Integration by Parts

Integration by parts is a powerful technique in calculus used to solve integrals where the standard methods (like substitution) are not applicable. Although primarily used for products of functions, understanding integration by parts is crucial when dealing with more complex integrals like those found in problems involving the volume of revolution.
The formula for integration by parts is derived from the product rule of differentiation and is expressed as:

• \(\int u \, dv = uv - \int v \, du\)

Here, \(u\) and \(dv\) are parts of the integrand that you choose based on simplifying the resulting integral.
In the context of calculating work or volume of solids, integration by parts allows you to separate difficult integrals into parts that are easier to evaluate. Even if it's not directly applied in the specific solution steps above, having a strong grasp of this method can significantly ease the process of working through other calculus problems.

Volume of Revolution

The volume of a solid of revolution can be calculated using integration. In our problem, we used the disk method, which involves integrating the area of infinitely thin disks stacked along the axis of revolution. This method is particularly useful when revolving around one of the coordinate axes.
For a function \(f(x)\) revolved around the y-axis, the volume \(V\) can be expressed as:

• \(V = \pi \int_a^b [f(x)]^2 \ dx\)

Here, \(a\) and \(b\) are the bounds of the region in the x-direction.
It's also essential to convert all terms into the variable of integration.
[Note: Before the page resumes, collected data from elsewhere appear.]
PR #71, opened 2020-01-03
Dynamic user splash page

joverlee521:
This PR builds on top of #69 

If a user is signed in, the splash page has a groups section that dynamically creates tiles for the user's groups. These tiles are empty images with a background color from `theme.titleColors`.

In order to pass the user data to the index page, I created a `UserDataWrapper` that fetches user data from `/whoami` and passes the user state to each child element through the `user` prop. I'm not entirely sure how to manage a "global" user data store within gatsby when the authentication is handled on the server side.


jameshadfield:
👍 I'm going to close #69 and review this PR instead, which is now up on https://nextstrain-dev.herokuapp.com

static-site/src/pages/404.jsx
```diff
@@ -5,24 +5,33 @@ import styled from "styled-components";
 import config from "../../data/SiteConfig";
 import NavBar from '../components/nav-bar';
 import Splash from "../components/splash";
+import UserDataWrapper from "../layouts/userDataWrapper";
 
 
 const FourOhFour = () => {
+  // Workaround so 404 page doesn't flash when pages are redirecting
```
jameshadfield: This is nice! ~It removes the flash for me when going straight to docs pages (with or without redirects) but the~ (this was a flash of the splash page, not the 404 page)

The 404 page still flashes when I click "login" or "logout". In particular, clicking logout causes 2-3 page flashes, including at least one 404. Can you replicate?

static-site/package.json
```diff
@@ -31,6 +31,7 @@
     "heroku-postbuild": "gatsby build"
   },
   "dependencies": {
+    "@reach/router": "^1.2.1",
```
jameshadfield: This dep should be dropped -- it was only used in `withLocation` which was removed in 26cbaa2f132cd164ea0e3635f12683726139819f.

Note also that gatsby v1 uses `react-router` and so adding this dep introduces the possibility of unnecessary library duplication. Moving to gatsby v2+ will give access to @reach/router out of the box.

static-site/src/components/splash/userGroups.jsx
```diff
@@ -0,0 +1,45 @@
...
+        title: group,
+        color: groupColor
+      }
+    );
+  });
+
+  return (
+    <Fragment>
+      <ScrollableAnchor id={'groups'}>
+        <Styles.H1> {props.user.username}&apos;s Groups</Styles.H1>
```
jameshadfield: Please change this heading to be "Private nextstrain groups" and the subtext to be "Nextstrain groups are collections of datasets with controlled access. You (userName) have access to the following groups:". 

In the future we need to add documentation around groups and link to that here, but that's not part of this PR. I think it'd be great to add a lock icon to further indicate that they are not public, but that can be a separate PR.

static-site/src/pages/users.jsx
```diff
@@ -0,0 +1,74 @@
...
+  display: table;
+  margin: 0 auto !important;
+`;
+
+const Users = () => {
+  return (
+    <div className="index-container">
+      <main>
+        <UserDataWrapper>
+          <NavBar minified/>
```
jameshadfield: Please remove the `minified` prop here as this will add in the nextstrain logo which matches the splash page

static-site/src/pages/users.jsx
```diff
@@ -0,0 +1,74 @@
...
+import NavBar from '../components/nav-bar';
+import { Logos } from "../components/logos";
+
+const UserPage = (props) => {
+  const { user } = props;
+
+  const LoggedIn = () => (
+    <p>
+      You&apos;re logged in as <strong>{user.username}</strong>.<br />
+      You have access to the following groups:
```
jameshadfield: Add some text here explaining that the following are only private groups (e.g. `seatteflu` will be a public group and won't show up here as it won't have a corresponding cognito group attached to the user). E.g. "You have access to the following private nextstrain groups, which each contain a collection of datasets and/or narratives:"

static-site/src/pages/404.jsx
kairstenfay: After logging in and logging out, I no longer see 404 flashes.

kairstenfay:
@jameshadfield I've incorporated your requested changes except for:
* adding a padlock icon to Nextstrain groups header on the splash page (to further encode the concept of "private" datasets)
* using Context over Jover's dataWrapper component to pass state to the new user components

static-site/src/pages/404.jsx
jameshadfield: They're still there for me. This issue isn't blocking for this PR (the behavior's not introduced here) so i'm going to make an issue with GIFs so that you can see what i'm on about.

jameshadfield:
Thanks @kairstenfay i've retested and it's working well. This is a nice step forward for the website!

Note that because cognito groups are now filtered against those specified in `sources.js` at authentication time, if you're already logged in from a previous deployment of nextstrain.org then you may get tiles when you shouldn't (see screenshot below, `blab` isn't a valid nextstrain group (yet)). Looking through the cognito groups we have this should only impact users with `blab` or `seattleflu` cognito groups. It's resolved by logging-out & logging in.

image

> I've incorporated your requested changes except for ... [padlock icon & using `Context`]

I never requested those two changes! I only mentioned `Context` as an alternate solution (and specifically said that I was happy with the current solution) in response to Jover [saying she wasn't sure if this was the way to do it](https://github.com/nextstrain/nextstrain.org/pull/71#issue-359090182).

authn.js
```diff
@@ -211,18 +211,16 @@ function setup(app) {
 
   // Provide the client-side app with info about the current user
   app.route("/whoami").get((req, res) => {
+    if (req.user && req.user.groups) {
+      // Filter user groups to match available Nextstrain sources
+      req.user.groups = req.user.groups.filter((group) => sources.has(group));
```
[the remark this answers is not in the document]
tsibley: [Just made some comments](https://github.com/nextstrain/nextstrain.org/commit/1a65e10b0094e74642668cea2abd58ae91420c19#commitcomment-36703817) on the commit addressing this review note. Cross-linking now for completeness. I couldn't initially find this review note because resolved notes are collapsed by default, and I missed it.

kairstenfay:
> I never requested those two changes! I only mentioned `Context` as an alternate solution (and specifically said that I was happy with the current solution) in response to Jover [saying she wasn't sure if this was the way to do it](https://github.com/nextstrain/nextstrain.org/pull/71#issue-359090182).

Understood. I simply wanted to raise the two remaining _potential_ changes in a single comment. 

Additionally, it just occurred to me that we never implemented a redirect from `/users` to `/users/{username}`.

This ensures that the entire volume is calculated correctly. In this problem, switching from \(x\) to \(y\) as needed ensures clarity and accuracy in calculations.
Understanding how to apply this formula allows you to tackle a wide range of problems involving solids of revolution, from calculating the volume of vases and containers to understanding natural phenomena in a more mathematical light.